Machine Learning Travel Mode Choices: Comparing the Performance of an Extreme Gradient Boosting Model with a Multinomial Logit Model

Abstract

The multinomial logit (MNL) model and its variations have been dominating the travel mode choice modeling field for decades. Advantages of the MNL model include its elegant closed-form mathematical structure and its interpretable model estimation results based on random utility theory, while its main limitation is the strict statistical assumptions. Recent computational advancement has allowed easier application of machine learning models to travel behavior analysis, though research in this field is not thorough or conclusive. In this paper, we explore the application of the extreme gradient boosting (XGB) model to travel mode choice modeling and compare the result with an MNL model, using the Delaware Valley 2012 regional household travel survey data.

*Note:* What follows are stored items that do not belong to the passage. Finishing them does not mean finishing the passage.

PR #569, opened 2017-02-15
run: propagate wildcard xauth entries to app bundle

halfline:
At the moment, flatpak applications are only given FamilyLocal family
xauth cookies from the Xauthority file.  This is so, the sandboxed
application doesn't inadvertently get access to displays on other
computers.

But FamilyLocal isn't the only xauth family that's local.  FamilyWild
entries can be local as well.

Furthermore, FamilyWild entries are preferable to FamilyLocal entries
when found, because they don't break if the system hostname is changed.

This commit makes FamilyWild xauth entries get propagated in the same
way as their FamilyLocal counterparts.

### DIFF
--- a/common/flatpak-run.c
+++ b/common/flatpak-run.c
@@ -1745,6 +1745,26 @@ auth_streq (char *str,
   return au_len == strlen (str) && memcmp (str, au_str, au_len) == 0;
 }
 
+static gboolean
+xauth_entry_should_propagate (Xauth *xa,
+                              char  *hostname,
+                              char  *number)
+{
+  /* ensure entry isn't for remote access */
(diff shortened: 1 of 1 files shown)


halfline:
(note this patch isn't yet tested) Kekun is going to test it and give feedback here.

Kekun:
I finally tested it, but it didn't solve the problem even after a reboot "just in case".

halfline:
Thanks for testing.  I should be on irc tomorrow if youre around.  I'll need to look at your new xauth file.

Kekun:
I won't be available all the time tomorrow unfortunately, but sure we can try.

Kekun:
I applied the patch wrongly, once properly tested your patch works! :)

The XGB model is an ensemble method based on the decision-tree algorithm and it has recently received a great deal of attention and use because of its high machine learning performance. The modeling and predicting results of the XGB model and the MNL model are compared by examining their multi-class predictive errors. We found that the XGB model has overall higher prediction accuracy than the MNL model especially when the dataset is not extremely unbalanced. The MNL model has great explanatory power and it also displays strong consistency between training and testing errors. Multiple trip characteristics, socio-demographic traits, and built-environment variables are found to be significantly associated with people’s mode choices in the region, but mode-specific travel time is found to be the most determinant factor for mode choice.